Start of Block
PR #1941, opened 2026-07-16
Fix soroban i128/u128 encoding high-bit truncation and signed small-f…

### LINKED ISSUE #1938: Fix `int128`/`uint128` ABI small-form encode/decode (Soroban)
### Bug 1 — `encode_i128` drops the high 64 bits

`encode_i128` (`encoding.rs:806`) gates the small form on the low limb only
(`(lo >> 56) == 0`), ignoring `high`. So `2^64 + 5` (`high=1, lo=5`) is wrongly
encoded as small form and loses its high 64 bits.

**Fix:** like `encode_i256` in #1933, refactor `encode_i128` to take the whole
128-bit value and gate the small form on **`(value >> 8) == 0`** (shift the full
value, `signed` for `Int(128)`); split into `lo`/`high` only on the host-object
branch.

### Bug 2 — `decode_i128` mis-signs the small form

The small-form branch (`encoding.rs:1133`) always uses an unsigned shift +
`ZeroExt`, so a negative `int128` (e.g. `-1`) decodes to a large positive value.
Zero-extend is correct for `Uint(128)` but wrong for `Int(128)`.

**Fix:** make it type-dependent (as `decode_i256` in #1933):
`ShiftRight { signed: is_signed }` then `SignExt` for `Int(128)` / `ZeroExt` for
`Uint(128)`.

### Testing

Start from this reproduction test for Bug 1 (`tests/soroban_testcases/i128_u128.rs`).
It **fails today** (returns `5` instead of `2^64 + 5`) and must pass after the fix:

```rust
#[test]
fn uint128_high_limb_not_dropped_on_encode() {
    let runtime = build_solidity(
        r#"contract test {
            function id(uint128 a) public returns (uint128) { return a; }
        }"#,
        |_| {},
    );
    let addr = runtime.contracts.last().unwrap();
    let value: u128 = (1u128 << 64) + 5; // high limb set, low limb < 2**56
    let arg: Val = value.into_val(&runtime.env);
    let res: Val = runtime.invoke_contract(addr, "id", vec![arg]);
    let got: u128 = FromVal::from_val(&runtime.env, &res);
    assert_eq!(got, value, "uint128 high 64 bits were dropped on encode");
}
```

```
assertion `left == right` failed: uint128 high 64 bits were dropped on encode
  left: 5
 right: 18446744073709551621   // 2^64 + 5
```

Then extend coverage across the small-form and host-object ranges and, for signed,
negatives (Bug 2) — same style as the i256 tests in #1933
(`tests/soroban_testcases/i256_u256.rs`).

```bash
cargo test --test soroban
cargo fmt --all
```

Ahmed0427:
Fixes #1938

* **Fixes `i128`/`u128` encoding truncation:** Gated the small-form encoding on the full 128-bit value (`value >> 8 == 0`) rather than just the low 64-bit limb, preventing high-bit truncation.

* **Fixes signed small-form decoding:** Replaced the default zero-extension with sign-extension (`SignExt`) when decoding signed `i128` small-form values to prevent negative numbers from decoding as positive.

* **Tests:** Added the reproduction test and expanded coverage for both small-form/host-object boundaries and negative numbers.

### DIFF
--- a/src/codegen/targets/soroban/encoding.rs
+++ b/src/codegen/targets/soroban/encoding.rs
@@ -774,7 +774,7 @@ fn encode_i128(
         left: high.clone().into(),
         right: Expression::NumberLiteral {
             loc: pt::Loc::Codegen,
-            ty: Type::Uint(64),
+            ty: high.ty(),
             value: BigInt::from(0_u64),
         }
         .into(),
@@ -1140,7 +1140,7 @@ fn decode_i128(cfg: &mut ControlFlowGraph, vartab: &mut Vartable, arg: Expressio
         left: arg.clone().into(),
         right: Expression::NumberLiteral {
             loc: pt::Loc::Codegen,
-            ty: Type::Int(64),
+            ty: Type::Uint(64),
             value: BigInt::from(8_u64),
         }
         .into(),
--- a/src/codegen/targets/soroban/encoding.rs
+++ b/src/codegen/targets/soroban/encoding.rs
@@ -763,26 +763,15 @@ fn encode_i128(
     };
 
     vartab.new_dirty_tracker();
+
+    let check_lo = cfg.new_basic_block("check_lo".to_string());
     let fits_in_56_bits = cfg.new_basic_block("fits_in_56_bits".to_string());
     let should_be_in_host = cfg.new_basic_block("should_be_in_host".to_string());
     let return_block = cfg.new_basic_block("finish".to_string());
 
-    let high_8_bits = Expression::ShiftRight {
+    let high_is_zero = Expression::Equal {
         loc: pt::Loc::Codegen,
-        ty: Type::Uint(64),
-        left: lo.clone().into(),
-        right: Expression::NumberLiteral {
-            loc: pt::Loc::Codegen,
-            ty: Type::Uint(64),
-            value: BigInt::from(56_u64),
-        }
-        .into(),
-        signed: false,
-    };
-
-    let cond = Expression::Equal {
-        loc: pt::Loc::Codegen,
-        left: high_8_bits.clone().into(),
+        left: high.clone().into(),
         right: Expression::NumberLiteral {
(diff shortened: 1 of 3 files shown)


src/codegen/targets/soroban/encoding.rs
```diff
@@ -763,26 +763,59 @@ fn encode_i128(
...
+    cfg.set_basic_block(check_lo);
+
+    // check if the low limb fits within the small representation limit
+    // signed positive must stay under 55 bits to avoid sign-extension confusion.
+    // unsigned can use up to 56 bits
+    let shift_amount = match int128_ty {
+        Type::Uint(128) => 56_u64,
+        Type::Int(128) => 55_u64,
+        _ => unreachable!(),
+    };
```
Islam-Imad, line 801: yeah it make sense

src/codegen/targets/soroban/encoding.rs
```diff
@@ -763,26 +763,59 @@ fn encode_i128(
     };
 
     vartab.new_dirty_tracker();
+
+    let check_lo = cfg.new_basic_block("check_lo".to_string());
```
Islam-Imad, line 767: the current implementation is correct, but we can do all our checks in one basic block instead of two.
but according to opened issue its enough now and we don't need to update it.

tests/soroban_testcases/i128_u128.rs
```diff
@@ -0,0 +1,79 @@
...
+        (1 << 55) - 1,
+        1 << 55,
+        (1 << 63) - 1,
+        -(1 << 55),
+        -(1 << 55) - 1,
+        -1,
+        i64::MIN as i128,
+        i128::MIN,
+        i128::MAX,
+    ];
```
Islam-Imad, line 68: good coverage for edge cases.

Islam-Imad (commented):
LGTM

PR #1978, opened 2026-07-22
feat(soroban): implement sha256 host function builtin

### LINKED ISSUE #1973: Support `sha256` on Soroban
> **⚠️ Prior art — open PR [#1919](https://github.com/hyperledger-solang/solang/pull/1919)**
> ("feat(soroban): implement sha256 and keccak256 builtins") **already implements
> this** (and `keccak256`). Review / rebase / finish that PR rather than starting
> fresh. What it does: adds `HostFunctions::ComputeSha256` (`c._`) +
> `ComputeKeccak256` (`c.1`), lowers `Builtin::Sha256`/`Keccak256` by passing
> `args[0]` through `soroban_encode_arg` → host call → `soroban_decode_arg`, and adds
> 9 tests in `tests/soroban_testcases/hash.rs`. Two deltas from the sketch below: it
> lowers in `codegen/expression.rs` (intercepting the builtin one stage earlier)
> rather than `lower_builtin`, and it predates the tree reorg (touches
> `src/codegen/encoding/soroban_encoding.rs`, now `src/codegen/targets/soroban/encoding.rs`),
> so it **needs a rebase**. The spec below documents the intended end state.

### Background

`sha256(bytes)` currently **panics at compile time** on Soroban — it routes
through the generic hash path (`src/emit/expression.rs:2570`) into
`SorobanTarget::hash()` (`src/emit/soroban/target.rs:1125`), which calls
`unsupported_soroban(...)`.

Soroban's host provides the hash directly. In the `crypto` module of the host
interface (`env.json`), `compute_hash_sha256` (symbol **`c._`**) takes a
`BytesObject` and returns a 32-byte `BytesObject`. Host-function definition:
https://github.com/stellar/rs-soroban-env/blob/88cadc320cd2030bae2110036b361ff474776db1/soroban-env-common/env.json#L2248
(module `crypto`; verified against v23.0.1).

`sha256` takes `bytes` and returns `bytes32` (`src/sema/builtin.rs:133`).
Target-specific builtins are lowered in the **codegen** layer
(`SorobanTarget::lower_builtin`).

> This is the same shape as the `keccak256` issue; if that one is done first, this
> is a small follow-up (only the host function differs).

### Task

1. **Add the host function.** `ComputeHashSha256` in the `HostFunctions` enum:
   - `src/codegen/mod.rs` — enum variant + `"c._"` in `name()`.
   - `src/emit/soroban/mod.rs` — signature `(i64) -> i64` in `function_signature`
     and add to `declare_externals`.

2. **Lower the builtin** in `lower_builtin` (`src/codegen/targets/soroban/mod.rs`),
   reusing the existing bytes encode/decode helpers:
   - evaluate `args[0]` (the `bytes`) with `expression(...)`;
   - `soroban_encode_arg(input, cfg, vartab, ns)` → a `BytesObject` handle;
   - `Instr::Call { HostFunction: ComputeHashSha256, args: [bytes_obj] }` into a
     temp `Type::Uint(64)`;
   - `soroban_decode_arg(hash_obj, cfg, vartab, ns, Some(Type::Bytes(32)))` → the
     `bytes32` result; return `Some(...)`.

Leave the emit `hash` stub as-is (still used by the unsupported hashes).

### Testing

Add a test under `tests/soroban_testcases/` — a contract returning `sha256(input)`
— and assert the 32-byte result against a known SHA-256 test vector (e.g.
`sha256("abc")` =
`0xba7816bf8f01cfea414140de5dae2223b00361a396177a9cb410ff61f20015ad`).

To generate / verify expected digests for your own inputs, use an online hash
calculator: https://xorbin.com/tools/sha256-hash-calculator

```bash
cargo test --test soroban
cargo fmt --all
```

Ahmed0427:
## Support sha256 on Soroban

Closes #1973

Implements sha256(bytes) for the Soroban target. Previously this panicked at compile time via SorobanTarget::hash() -> unsupported_soroban(...).

### Changes
- Add HostFunctions::ComputeHashSha256 (host symbol c._, Soroban's compute_hash_sha256) in src/codegen/mod.rs

- Add its signature ((i64) -> i64) and external declaration in src/emit/soroban/mod.rs

- Lower Builtin::Sha256 in SorobanTarget::lower_builtin (src/codegen/targets/soroban/mod.rs): encode input via soroban_encode_arg, call the host function, decode result via soroban_decode_arg as Bytes(32)

- Add a test in tests/soroban_testcases/hash.rs verifying the result against the known sha256("abc") vector

### Note
This is a fresh implementation against current main rather than a rebase of #1919, since that PR predates the codegen/targets tree reorg. Same end state described in the issue.

### DIFF
--- a/src/codegen/targets/soroban/mod.rs
+++ b/src/codegen/targets/soroban/mod.rs
@@ -302,6 +302,34 @@ impl TargetCodegen for SorobanTarget {
                 );
                 Some(address_var)
             }
+            ast::Builtin::Sha256 => {
+                let input = expression(&args[0], cfg, contract_no, func, ns, vartab, opt, self);
+                let bytes_obj = soroban_encode_arg(input, cfg, vartab, ns);
+                let hash_obj = vartab.temp_anonymous(&Type::Uint(64));
+                cfg.add(
+                    vartab,
+                    Instr::Call {
+                        res: vec![hash_obj],
+                        call: InternalCallTy::HostFunction {
+                            name: HostFunctions::ComputeHashSha256.name().to_string(),
+                        },
+                        args: vec![bytes_obj],
+                        return_tys: vec![Type::Uint(64)],
+                    },
+                );
+                let hash_expr = Expression::Variable {
+                    loc: pt::Loc::Codegen,
+                    ty: Type::Uint(64),
+                    var_no: hash_obj,
+                };
+                Some(soroban_decode_arg(
+                    hash_expr,
+                    cfg,
+                    vartab,
+                    ns,
+                    Some(Type::Bytes(32)),
+                ))
+            }
             ast::Builtin::BlockNumber => {
                 let block_var_no = vartab.temp_name("block_number", &Type::Uint(64));
                 let block_var = Expression::Variable {
--- a/tests/soroban_testcases/hash.rs
+++ b/tests/soroban_testcases/hash.rs
@@ -1,0 +1,38 @@
+// SPDX-License-Identifier: Apache-2.0
+use crate::build_solidity;
+use soroban_sdk::{Bytes, BytesN, IntoVal, TryFromVal};
+
+#[test]
+fn sha256_basic() {
+    let runtime = build_solidity(
+        r#"contract HashTest {
+            function hash(bytes memory input) public pure returns (bytes32) {
+                return sha256(input);
+            }
+        }"#,
+        |_| {},
+    );
+
+    let addr = runtime.contracts.last().unwrap();
+
+    let input = Bytes::from_slice(&runtime.env, b"abc");
+    let result = runtime.invoke_contract(addr, "hash", vec![input.into_val(&runtime.env)]);
+
+    let result_bytes = BytesN::<32>::try_from_val(&runtime.env, &result).unwrap();
+
+    // let expected = BytesN::<32>::from_array(
+    //     &runtime.env,
+    //     &hex_literal::hex!("ba7816bf8f01cfea414140de5dae2223b00361a396177a9cb410ff61f20015ad"),
+    // );
+
+    let expected = BytesN::<32>::from_array(
+        &runtime.env,
+        &[
+            0xba, 0x78, 0x16, 0xbf, 0x8f, 0x01, 0xcf, 0xea, 0x41, 0x41, 0x40, 0xde, 0x5d, 0xae,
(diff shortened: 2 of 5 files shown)


tests/soroban_testcases/hash.rs
```diff
@@ -0,0 +1,38 @@
...
+
+    let input = Bytes::from_slice(&runtime.env, b"abc");
+    let result = runtime.invoke_contract(addr, "hash", vec![input.into_val(&runtime.env)]);
+
+    let result_bytes = BytesN::<32>::try_from_val(&runtime.env, &result).unwrap();
+
+    // let expected = BytesN::<32>::from_array(
+    //     &runtime.env,
+    //     &hex_literal::hex!("ba7816bf8f01cfea414140de5dae2223b00361a396177a9cb410ff61f20015ad"),
+    // );
```
Islam-Imad, line 26: if there is an issue here please report it as an issue. if its useless so remove them.

src/codegen/targets/soroban/mod.rs
```diff
@@ -302,6 +302,34 @@ impl TargetCodegen for SorobanTarget {
                 );
                 Some(address_var)
             }
+            ast::Builtin::Sha256 => {
+                let input = expression(&args[0], cfg, contract_no, func, ns, vartab, opt, self);
+                let bytes_obj = soroban_encode_arg(input, cfg, vartab, ns);
+                let hash_obj = vartab.temp_anonymous(&Type::Uint(64));
```
Islam-Imad, line 308: please use `vartab.temp_name` instead of  `anonymous` since it help use to debug the CFG.

tests/soroban_testcases/mod.rs
```diff
@@ -10,6 +10,7 @@ mod bytes_pass;
 mod constructor;
 mod cross_contract_calls;
 mod events;
+mod hash;
```
Islam-Imad, line 13: could u rename the file name from `hash.rs` to `sha256.rs`

src/codegen/targets/soroban/mod.rs
```diff
@@ -302,6 +302,34 @@ impl TargetCodegen for SorobanTarget {
                 );
                 Some(address_var)
             }
+            ast::Builtin::Sha256 => {
```
Islam-Imad, line 305: also could u add assert_eq to make sure we expect the right number of arguments.

Islam-Imad:
also try to change the name of the branch to only focus on sha256

PR #1984, opened 2026-07-26
codegen: route storage bytes/string length through TargetCodegen

salaheldinsoliman:
## Summary

Stacked on #1983 (final PR of the stack: #1982 → #1983 → this).

Since #1927, shared codegen lowered storage `bytes`/`string` `.length` through Soroban host functions **unconditionally, for every target**. On Polkadot the emitted CFG then contained host-function calls that don't exist in its module, and `polkadot_tests::strings::bytes_storage` panicked in emit (`module.get_function(...)` returned `None` for the Soroban bytes-length host function).

## Fix

Dispatch the `DynamicBytes`/`String` storage-length lowering through `TargetCodegen::lower_storage_array_length`, so shared codegen no longer inspects `ns.target`:

- **Soroban** impl does the host-call lowering (`soroban_bytes_length`/`soroban_strings_length`).
- **Polkadot** impl restores its pre-#1927 behaviour: `StorageArrayLength` for `bytes`/`string` (lowered in emit), slot load for dynamic arrays.
- **Solana**'s passthrough impl is unaffected; EVM delegates to Polkadot's.

## Testing

Covered by the existing `polkadot_tests::strings::bytes_storage`/`bytes_storage_subscript` (panicked before, pass after) — note these run in the `tests/polkadot.rs` suite, which CI does not currently execute. The soroban `bytes_pass`/`strings` suites cover the Soroban side and stay green.

🤖 Generated with [Claude Code](https://claude.com/claude-code)

### DIFF
--- a/src/codegen/expression.rs
+++ b/src/codegen/expression.rs
@@ -15,8 +15,7 @@ use crate::codegen::constructor::call_constructor;
 use crate::codegen::interface::TargetCodegen;
 use crate::codegen::targets::polkadot::return_code as polkadot;
 use crate::codegen::targets::soroban::{
-    soroban_bytes_length, soroban_strings_length, soroban_struct_load, soroban_struct_member_load,
-    soroban_struct_member_store,
+    soroban_struct_load, soroban_struct_member_load, soroban_struct_member_store,
 };
 use crate::codegen::unused_variable::should_remove_assignment;
 use crate::codegen::{Builtin, Expression};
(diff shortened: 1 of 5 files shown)


salaheldinsoliman:
Pushed b2ece320 onto this branch: the Soroban impl derived the array's type from the *lowered* expression, but for storage variables that is the storage slot (uint64), so bytes/string lengths fell into the StorageArrayLength passthrough with a 64-bit type — comparing such a length against a uint32 built an ICmp with mismatched operands and aborted LLVM (caught by `bytes_storage_queue`). The declared array type is now threaded through the trait and dispatched on directly. Full soroban suite green (227), polkadot bytes_storage tests green.

PR #1988, opened 2026-07-27
refactor(soroban): lower extendTtl and extendInstanceTtl in codegen

### LINKED ISSUE #1971: Fully lower `extendTtl` / `extendInstanceTtl` from emit to codegen (Soroban)
The Soroban backend is being refactored to lower target-specific builtins in the
**codegen/CFG layer** (`SorobanTarget::lower_builtin`) instead of hand-writing LLVM
IR in the **emit layer**. `block.timestamp` was migrated this way in #1970 (issue
#1936); builtins already fully migrated include `GetAddress`, `BlockNumber`,
`RequireAuth`, and `AuthAsCurrContract` (see `src/codegen/targets/soroban/mod.rs`).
End of Block
Task brief - In the listing above, which lines include the string "extendInstanceTtl"? Return every one of them.

Exercise solution -
refactor(soroban): lower extendTtl and extendInstanceTtl in codegen
### LINKED ISSUE #1971: Fully lower `extendTtl` / `extendInstanceTtl` from emit to codegen (Soroban)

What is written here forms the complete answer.